Calcium sulfate nanorods (CS-NRs) are valuable materials utilized in various applications, particularly in the medical field. In this work, the size-controlled synthesis of CS-NRs was carried out on the basis of the micelle-mediated phase separation phenomenon. A nonionic surfactant, Triton X-114, was employed for the thermoresponsive phase separation of a homogeneous solution to a surfactant-rich phase. Whereas each specific ion, Ca2+ and SO42-, was difficult to individually extract when present at concentrations less than their equilibrium concentration (solubility product constant, Ksp), the synthesized CS microrods (CS-µRs) were extracted into the surfactant-rich phase (enrichment factor = ca. 50). The presence of nitric acid increased the size of the materials up to 6707 ± 3488 nm on the long side and 87 ± 37 nm on the short side. The addition of silver nanoparticles (Ag-NPs) to the reaction mixture led to the formation of much smaller products, i.e., uniform CS-NRs whose sizes were in the range of 89 ± 15 nm (long side) and 25 ± 4 nm (short side). The size of the extracted Ag-NPs and CS-NRs decreased with an increase in added Ag-NP concentration until their microscopic observation became difficult. The factors (such as additive concentration, pH, temperature) affecting size control were evaluated.

Nanoparticle induced formation of self-assembled zwitterionic surfactant microdomains which mimic microemulsions for the in situ fabrication and dispersion of silver nanoparticles.

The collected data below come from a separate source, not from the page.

PR #260, opened 2024-07-15
Scc 4189/add setters

charmingduchess:
## Ticket:

- JIRA ticket [SCC-4189](https://newyorkpubliclibrary.atlassian.net/browse/SCC-4189)

- Adds a data refresh after any data submission (except for pin update). This includes: renewal, cancellation, updating pickup location, and any visible patron data. The fetch is happening in different places depending on the confirmation/modal flow for that action. I took the liberty of adding a skeleton loader to the hold cancel flow because otherwise the data refresh was quite jarring.

This required a pretty serious overhaul of  how My Account is working. All of the data that is displayed now is relying on a PatronDataContext, which is also responsible for fetching and updating the most recent my account data. Currently, the pickupLocations are also being refreshed unneccessarily. I wanted to get this done as a POC and then go back and refactor as needed. That seems to be the only update I would have to incorporate (I will probably work on it while I await the review of this PR).

I was moving pretty quickly through this, so I imagine there are some inconsistencies here and there in terms of what variables are being called and when props are being combined into one or not. Again, I was trying to get this off the ground quickly, so if anything stands out, please don't hesitate to be nitpicky.

## How has this been tested?

I added a prop to the context to facilitate testing. I created an optional `testSpy` prop on the Provider so I can pass in a spy. I was really struggling with the jest interface. Hopefully this is kosher enough to keep! 

- I have a feeling that updating data in the background as a side effect opens up some potential accessibility issues.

The effective synthesis of highly concentrated and stable spherical silver nanoparticles (Ag-NPs) enclosed within microdomains formed by the Ag-NP induced self-assembly of zwitterionic surfactants is described. In this paper, the rapid and efficient synthesis of dispersed and stable Ag-NPs in zwitterionic surfactants, such as 3-(nonyldimethylammonio)- or 3-(decyldimethyl-ammonio)-propyl sulfate (C9- or C10-APSO4) that self-assemble in the presence of the Ag-NPs to form microdomains akin to microemulsions (ME) without the need of any organic solvent, co-surfactant or polymer is presented. Essentially all (>99.9%) of the synthesized Ag-NPs (TEM diameter 16.8 ± 4.3 nm) were incorporated and dispersed within the ME microdomains (213.5 ± 48.0 nm). A mechanism for formation of ME and its enclosing of the Ag-NPs in the ME is proposed.